[DATA SUPPLIED]:
■ ■ ■ ■ ■ ■ ■

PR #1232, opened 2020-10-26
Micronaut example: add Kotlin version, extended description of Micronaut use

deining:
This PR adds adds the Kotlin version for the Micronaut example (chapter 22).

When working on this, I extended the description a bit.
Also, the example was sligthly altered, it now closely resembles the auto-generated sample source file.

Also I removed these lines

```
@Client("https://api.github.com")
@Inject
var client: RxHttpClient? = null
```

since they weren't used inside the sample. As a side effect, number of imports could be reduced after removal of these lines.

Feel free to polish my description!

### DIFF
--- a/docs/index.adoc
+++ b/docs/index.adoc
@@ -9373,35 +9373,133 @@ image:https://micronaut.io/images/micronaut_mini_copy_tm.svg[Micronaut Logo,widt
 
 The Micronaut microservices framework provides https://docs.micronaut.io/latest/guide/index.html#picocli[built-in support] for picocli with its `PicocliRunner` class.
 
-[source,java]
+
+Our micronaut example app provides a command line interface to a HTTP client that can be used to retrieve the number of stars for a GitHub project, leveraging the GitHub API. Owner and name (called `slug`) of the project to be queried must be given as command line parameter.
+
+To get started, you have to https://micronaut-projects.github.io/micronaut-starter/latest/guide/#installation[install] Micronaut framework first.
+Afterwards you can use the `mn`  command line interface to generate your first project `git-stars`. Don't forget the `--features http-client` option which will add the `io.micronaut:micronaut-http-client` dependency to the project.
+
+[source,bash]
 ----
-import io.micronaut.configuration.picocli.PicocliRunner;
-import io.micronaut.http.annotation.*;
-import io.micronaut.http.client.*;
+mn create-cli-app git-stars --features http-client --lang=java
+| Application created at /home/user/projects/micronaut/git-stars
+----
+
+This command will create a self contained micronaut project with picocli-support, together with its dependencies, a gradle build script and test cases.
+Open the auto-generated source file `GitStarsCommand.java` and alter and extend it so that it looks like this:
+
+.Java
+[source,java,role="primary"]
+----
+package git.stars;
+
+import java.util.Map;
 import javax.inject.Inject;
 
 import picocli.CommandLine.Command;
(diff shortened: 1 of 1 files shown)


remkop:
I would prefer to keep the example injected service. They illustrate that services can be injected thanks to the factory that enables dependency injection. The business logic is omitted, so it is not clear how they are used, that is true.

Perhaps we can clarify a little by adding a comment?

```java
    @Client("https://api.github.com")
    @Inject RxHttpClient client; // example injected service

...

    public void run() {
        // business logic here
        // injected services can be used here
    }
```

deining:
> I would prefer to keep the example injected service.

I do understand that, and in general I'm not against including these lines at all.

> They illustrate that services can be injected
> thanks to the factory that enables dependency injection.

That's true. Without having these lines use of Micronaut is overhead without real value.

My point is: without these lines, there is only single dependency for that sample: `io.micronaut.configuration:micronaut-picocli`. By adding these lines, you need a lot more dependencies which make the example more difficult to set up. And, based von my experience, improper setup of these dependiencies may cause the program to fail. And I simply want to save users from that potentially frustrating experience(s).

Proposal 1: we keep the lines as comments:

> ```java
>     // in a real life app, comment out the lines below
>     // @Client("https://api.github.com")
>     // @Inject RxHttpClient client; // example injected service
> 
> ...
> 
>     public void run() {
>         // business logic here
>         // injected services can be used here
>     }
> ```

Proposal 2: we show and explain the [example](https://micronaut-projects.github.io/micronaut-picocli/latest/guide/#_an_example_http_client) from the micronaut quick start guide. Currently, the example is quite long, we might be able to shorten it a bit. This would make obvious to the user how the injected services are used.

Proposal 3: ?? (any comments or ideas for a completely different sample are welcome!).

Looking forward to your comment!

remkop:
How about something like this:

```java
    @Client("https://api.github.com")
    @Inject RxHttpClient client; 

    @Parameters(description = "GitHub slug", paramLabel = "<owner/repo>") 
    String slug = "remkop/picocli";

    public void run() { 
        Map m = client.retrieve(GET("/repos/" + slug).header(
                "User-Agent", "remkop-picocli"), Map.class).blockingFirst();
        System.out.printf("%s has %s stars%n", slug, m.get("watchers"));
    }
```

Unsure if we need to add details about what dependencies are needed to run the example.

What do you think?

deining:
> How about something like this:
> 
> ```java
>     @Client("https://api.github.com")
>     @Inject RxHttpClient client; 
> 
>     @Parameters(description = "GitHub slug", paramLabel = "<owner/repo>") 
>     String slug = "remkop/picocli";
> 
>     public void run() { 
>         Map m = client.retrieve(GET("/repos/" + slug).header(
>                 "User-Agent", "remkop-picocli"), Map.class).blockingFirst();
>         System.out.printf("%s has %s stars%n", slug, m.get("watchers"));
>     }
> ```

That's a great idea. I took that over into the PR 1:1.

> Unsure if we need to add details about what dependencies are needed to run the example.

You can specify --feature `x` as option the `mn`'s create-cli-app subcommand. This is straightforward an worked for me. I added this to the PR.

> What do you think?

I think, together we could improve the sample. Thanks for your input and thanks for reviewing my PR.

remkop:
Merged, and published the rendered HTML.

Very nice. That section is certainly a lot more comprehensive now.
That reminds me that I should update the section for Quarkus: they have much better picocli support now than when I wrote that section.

■ ■ ■ ■ ■ ■ ■

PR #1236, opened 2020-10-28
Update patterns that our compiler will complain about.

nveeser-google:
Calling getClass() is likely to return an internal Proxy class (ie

■ ■ ■ ■ ■ ■ ■

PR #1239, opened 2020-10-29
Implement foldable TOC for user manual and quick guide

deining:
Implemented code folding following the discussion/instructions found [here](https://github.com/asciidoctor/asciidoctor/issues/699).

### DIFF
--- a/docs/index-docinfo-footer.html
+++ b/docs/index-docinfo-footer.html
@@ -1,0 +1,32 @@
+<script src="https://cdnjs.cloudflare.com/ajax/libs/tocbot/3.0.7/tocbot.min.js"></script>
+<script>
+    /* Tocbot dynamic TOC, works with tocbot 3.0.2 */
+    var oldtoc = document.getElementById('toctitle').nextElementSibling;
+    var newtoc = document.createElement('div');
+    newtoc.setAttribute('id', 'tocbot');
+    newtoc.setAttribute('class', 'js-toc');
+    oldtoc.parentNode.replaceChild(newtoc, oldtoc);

■ ■ ■ ■ ■ ■ ■

[PROBLEM REQUIREMENTS]:
Search the records for the string "header" and report each line that has it.

[ANSWER TO THIS EXERCISE]:
        Map m = client.retrieve(GET("/repos/" + slug).header(
>         Map m = client.retrieve(GET("/repos/" + slug).header(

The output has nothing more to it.